Task brief:
Please return the full listing below without altering anything.

▽

PR #2125, opened 2020-06-05
Implement sleep function for UART peripheral.

XuGuohui:
### Example App

```c
#include "Particle.h"

SYSTEM_MODE(MANUAL);

void setup() {
    Serial1.begin(115200);

    Serial1.println("Application started.");
}

void loop() {
    static system_tick_t now = millis();
    if (millis() - now >= 1000) {
        now = millis();
        Serial1.println("Suspend UART");
        hal_usart_sleep(HAL_USART_SERIAL1, true, nullptr);
        delay(1000);
        hal_usart_sleep(HAL_USART_SERIAL1, false, nullptr);
        Serial1.println("UART state is restored");
        Serial1.println("fjkgsajfgkajsgfkyusdgh");
    }
}
```

---

### Completeness

- [ ] Added documentation

### DIFF
--- a/hal/src/nRF52840/usart_hal.cpp
+++ b/hal/src/nRF52840/usart_hal.cpp
@@ -88,7 +88,7 @@ inline uint32_t pinToNrf(pin_t pin) {
 }
 
 class Usart;
-Usart* getInstance(HAL_USART_Serial serial);
+Usart* getInstance(hal_usart_interface_t serial);
 void uarte0InterruptHandler(void);
 void uarte1InterruptHandler(void);
 
@@ -123,12 +123,12 @@ public:
         unsigned int config;
     };
 
-    int init(const HAL_USART_Buffer_Config& conf) {
-        if (enabled_) {
+    int init(const hal_usart_buffer_config_t& conf) {
+        if (isEnabled()) {
             CHECK(end());
         }
 
-        if (configured_) {
+        if (isConfigured()) {
             CHECK(deInit());
         }
 
@@ -152,7 +152,7 @@ public:
     }
 
     int begin(const Config& conf) {
-        CHECK_TRUE(configured_, SYSTEM_ERROR_INVALID_STATE);
+        CHECK_TRUE(isConfigured(), SYSTEM_ERROR_INVALID_STATE);
         CHECK_TRUE(validateConfig(conf.config), SYSTEM_ERROR_INVALID_ARGUMENT);
         auto nrfBaudRate = CHECK_RETURN(getNrfBaudrate(conf.baudRate), SYSTEM_ERROR_INVALID_ARGUMENT);
 
@@ -160,7 +160,7 @@ public:
 
         suspend_ = false;
 
-        if (enabled_) {
+        if (isEnabled()) {
             end();
         }
 
@@ -280,7 +280,7 @@ public:
     }
 
     int suspend() {
-        CHECK_TRUE(enabled_, SYSTEM_ERROR_NONE);
+        CHECK_TRUE(isEnabled(), SYSTEM_ERROR_NONE);
         CHECK_FALSE(suspend_, SYSTEM_ERROR_NONE);
         suspend_ = true;
         flush();
@@ -288,13 +288,13 @@ public:
     }
 
     int restore() {
-        CHECK_TRUE(configured_, SYSTEM_ERROR_INVALID_STATE);
+        CHECK_TRUE(isConfigured(), SYSTEM_ERROR_INVALID_STATE);
         CHECK_TRUE(suspend_, SYSTEM_ERROR_NONE);
         return begin(config_);
     }
 
     ssize_t data() {
-        CHECK_TRUE(enabled_, SYSTEM_ERROR_INVALID_STATE);
+        CHECK_TRUE(isEnabled(), SYSTEM_ERROR_INVALID_STATE);
         RxLock lk(uarte_);
         ssize_t d = rxBuffer_.data();
         if (receiving_) {
@@ -309,13 +309,13 @@ public:
     }
 
     ssize_t space() {
-        CHECK_TRUE(enabled_, SYSTEM_ERROR_INVALID_STATE);
+        CHECK_TRUE(isEnabled(), SYSTEM_ERROR_INVALID_STATE);
         TxLock lk(uarte_);
         return txBuffer_.space();
     }
 
     ssize_t read(uint8_t* buffer, size_t size) {
-        CHECK_TRUE(enabled_, SYSTEM_ERROR_INVALID_STATE);
+        CHECK_TRUE(isEnabled(), SYSTEM_ERROR_INVALID_STATE);
         const ssize_t maxRead = CHECK(data());
         const size_t readSize = std::min((size_t)maxRead, size);
         CHECK_TRUE(readSize > 0, SYSTEM_ERROR_NO_MEMORY);
@@ -331,7 +331,7 @@ public:
     }
 
     ssize_t peek(uint8_t* buffer, size_t size) {
-        CHECK_TRUE(enabled_, SYSTEM_ERROR_INVALID_STATE);
+        CHECK_TRUE(isEnabled(), SYSTEM_ERROR_INVALID_STATE);
         const ssize_t maxRead = CHECK(data());
         const size_t peekSize = std::min((size_t)maxRead, size);
         CHECK_TRUE(peekSize > 0, SYSTEM_ERROR_NO_MEMORY);
@@ -340,7 +340,7 @@ public:
     }
 
     ssize_t write(const uint8_t* buffer, size_t size) {
-        CHECK_TRUE(enabled_, SYSTEM_ERROR_INVALID_STATE);
+        CHECK_TRUE(isEnabled(), SYSTEM_ERROR_INVALID_STATE);
         const ssize_t canWrite = CHECK(space());
         const size_t writeSize = std::min((size_t)canWrite, size);
         CHECK_TRUE(writeSize > 0, SYSTEM_ERROR_NO_MEMORY);
@@ -378,7 +378,7 @@ public:
     }
 
     void pump() {
-        if (!willPreempt() && enabled_) {
+        if (!willPreempt() && isEnabled()) {
             interruptHandler();
         }
     }
@@ -730,7 +730,7 @@ const auto UARTE0_INTERRUPT_PRIORITY = APP_IRQ_PRIORITY_LOW;
 // TODO: move this to hal_platform_config.h ?
 const auto UARTE1_INTERRUPT_PRIORITY = (app_irq_priority_t)_PRIO_SD_LOWEST;
 
-Usart* getInstance(HAL_USART_Serial serial) {
+Usart* getInstance(hal_usart_interface_t serial) {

△

Solution to this problem:
PR #2125, opened 2020-06-05
Implement sleep function for UART peripheral.

XuGuohui:
### Example App

```c
#include "Particle.h"

SYSTEM_MODE(MANUAL);

void setup() {
    Serial1.begin(115200);

    Serial1.println("Application started.");
}

void loop() {
    static system_tick_t now = millis();
    if (millis() - now >= 1000) {
        now = millis();
        Serial1.println("Suspend UART");
        hal_usart_sleep(HAL_USART_SERIAL1, true, nullptr);
        delay(1000);
        hal_usart_sleep(HAL_USART_SERIAL1, false, nullptr);
        Serial1.println("UART state is restored");
        Serial1.println("fjkgsajfgkajsgfkyusdgh");
    }
}
```

---

### Completeness

- [ ] Added documentation

### DIFF
--- a/hal/src/nRF52840/usart_hal.cpp
+++ b/hal/src/nRF52840/usart_hal.cpp
@@ -88,7 +88,7 @@ inline uint32_t pinToNrf(pin_t pin) {
 }
 
 class Usart;
-Usart* getInstance(HAL_USART_Serial serial);
+Usart* getInstance(hal_usart_interface_t serial);
 void uarte0InterruptHandler(void);
 void uarte1InterruptHandler(void);
 
@@ -123,12 +123,12 @@ public:
         unsigned int config;
     };
 
-    int init(const HAL_USART_Buffer_Config& conf) {
-        if (enabled_) {
+    int init(const hal_usart_buffer_config_t& conf) {
+        if (isEnabled()) {
             CHECK(end());
         }
 
-        if (configured_) {
+        if (isConfigured()) {
             CHECK(deInit());
         }
 
@@ -152,7 +152,7 @@ public:
     }
 
     int begin(const Config& conf) {
-        CHECK_TRUE(configured_, SYSTEM_ERROR_INVALID_STATE);
+        CHECK_TRUE(isConfigured(), SYSTEM_ERROR_INVALID_STATE);
         CHECK_TRUE(validateConfig(conf.config), SYSTEM_ERROR_INVALID_ARGUMENT);
         auto nrfBaudRate = CHECK_RETURN(getNrfBaudrate(conf.baudRate), SYSTEM_ERROR_INVALID_ARGUMENT);
 
@@ -160,7 +160,7 @@ public:
 
         suspend_ = false;
 
-        if (enabled_) {
+        if (isEnabled()) {
             end();
         }
 
@@ -280,7 +280,7 @@ public:
     }
 
     int suspend() {
-        CHECK_TRUE(enabled_, SYSTEM_ERROR_NONE);
+        CHECK_TRUE(isEnabled(), SYSTEM_ERROR_NONE);
         CHECK_FALSE(suspend_, SYSTEM_ERROR_NONE);
         suspend_ = true;
         flush();
@@ -288,13 +288,13 @@ public:
     }
 
     int restore() {
-        CHECK_TRUE(configured_, SYSTEM_ERROR_INVALID_STATE);
+        CHECK_TRUE(isConfigured(), SYSTEM_ERROR_INVALID_STATE);
         CHECK_TRUE(suspend_, SYSTEM_ERROR_NONE);
         return begin(config_);
     }
 
     ssize_t data() {
-        CHECK_TRUE(enabled_, SYSTEM_ERROR_INVALID_STATE);
+        CHECK_TRUE(isEnabled(), SYSTEM_ERROR_INVALID_STATE);
         RxLock lk(uarte_);
         ssize_t d = rxBuffer_.data();
         if (receiving_) {
@@ -309,13 +309,13 @@ public:
     }
 
     ssize_t space() {
-        CHECK_TRUE(enabled_, SYSTEM_ERROR_INVALID_STATE);
+        CHECK_TRUE(isEnabled(), SYSTEM_ERROR_INVALID_STATE);
         TxLock lk(uarte_);
         return txBuffer_.space();
     }
 
     ssize_t read(uint8_t* buffer, size_t size) {
-        CHECK_TRUE(enabled_, SYSTEM_ERROR_INVALID_STATE);
+        CHECK_TRUE(isEnabled(), SYSTEM_ERROR_INVALID_STATE);
         const ssize_t maxRead = CHECK(data());
         const size_t readSize = std::min((size_t)maxRead, size);
         CHECK_TRUE(readSize > 0, SYSTEM_ERROR_NO_MEMORY);
@@ -331,7 +331,7 @@ public:
     }
 
     ssize_t peek(uint8_t* buffer, size_t size) {
-        CHECK_TRUE(enabled_, SYSTEM_ERROR_INVALID_STATE);
+        CHECK_TRUE(isEnabled(), SYSTEM_ERROR_INVALID_STATE);
         const ssize_t maxRead = CHECK(data());
         const size_t peekSize = std::min((size_t)maxRead, size);
         CHECK_TRUE(peekSize > 0, SYSTEM_ERROR_NO_MEMORY);
@@ -340,7 +340,7 @@ public:
     }
 
     ssize_t write(const uint8_t* buffer, size_t size) {
-        CHECK_TRUE(enabled_, SYSTEM_ERROR_INVALID_STATE);
+        CHECK_TRUE(isEnabled(), SYSTEM_ERROR_INVALID_STATE);
         const ssize_t canWrite = CHECK(space());
         const size_t writeSize = std::min((size_t)canWrite, size);
         CHECK_TRUE(writeSize > 0, SYSTEM_ERROR_NO_MEMORY);
@@ -378,7 +378,7 @@ public:
     }
 
     void pump() {
-        if (!willPreempt() && enabled_) {
+        if (!willPreempt() && isEnabled()) {
             interruptHandler();
         }
     }
@@ -730,7 +730,7 @@ const auto UARTE0_INTERRUPT_PRIORITY = APP_IRQ_PRIORITY_LOW;
 // TODO: move this to hal_platform_config.h ?
 const auto UARTE1_INTERRUPT_PRIORITY = (app_irq_priority_t)_PRIO_SD_LOWEST;
 
-Usart* getInstance(HAL_USART_Serial serial) {
+Usart* getInstance(hal_usart_interface_t serial) {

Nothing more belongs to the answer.